**Action item**
The expected result is every line of the records, printed exactly.
+ + +
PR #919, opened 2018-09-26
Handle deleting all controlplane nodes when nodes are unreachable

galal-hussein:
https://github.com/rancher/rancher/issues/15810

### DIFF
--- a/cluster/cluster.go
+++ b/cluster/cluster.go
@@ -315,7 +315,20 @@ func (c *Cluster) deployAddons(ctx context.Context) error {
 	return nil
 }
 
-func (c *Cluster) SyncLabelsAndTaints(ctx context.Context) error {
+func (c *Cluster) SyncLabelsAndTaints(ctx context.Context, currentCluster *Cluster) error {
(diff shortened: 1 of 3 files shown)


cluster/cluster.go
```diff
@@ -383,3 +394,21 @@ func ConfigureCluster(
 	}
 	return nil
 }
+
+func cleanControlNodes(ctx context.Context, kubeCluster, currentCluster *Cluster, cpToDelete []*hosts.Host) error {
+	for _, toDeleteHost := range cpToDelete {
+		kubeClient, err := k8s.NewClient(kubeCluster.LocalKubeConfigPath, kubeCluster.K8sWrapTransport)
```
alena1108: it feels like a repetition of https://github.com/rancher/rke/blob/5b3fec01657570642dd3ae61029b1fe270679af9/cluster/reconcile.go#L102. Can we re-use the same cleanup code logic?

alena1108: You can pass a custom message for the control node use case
+ + +
**Written answer**
PR #919, opened 2018-09-26
Handle deleting all controlplane nodes when nodes are unreachable

galal-hussein:
https://github.com/rancher/rancher/issues/15810

### DIFF
--- a/cluster/cluster.go
+++ b/cluster/cluster.go
@@ -315,7 +315,20 @@ func (c *Cluster) deployAddons(ctx context.Context) error {
 	return nil
 }
 
-func (c *Cluster) SyncLabelsAndTaints(ctx context.Context) error {
+func (c *Cluster) SyncLabelsAndTaints(ctx context.Context, currentCluster *Cluster) error {
(diff shortened: 1 of 3 files shown)


cluster/cluster.go
```diff
@@ -383,3 +394,21 @@ func ConfigureCluster(
 	}
 	return nil
 }
+
+func cleanControlNodes(ctx context.Context, kubeCluster, currentCluster *Cluster, cpToDelete []*hosts.Host) error {
+	for _, toDeleteHost := range cpToDelete {
+		kubeClient, err := k8s.NewClient(kubeCluster.LocalKubeConfigPath, kubeCluster.K8sWrapTransport)
```
alena1108: it feels like a repetition of https://github.com/rancher/rke/blob/5b3fec01657570642dd3ae61029b1fe270679af9/cluster/reconcile.go#L102. Can we re-use the same cleanup code logic?

alena1108: You can pass a custom message for the control node use case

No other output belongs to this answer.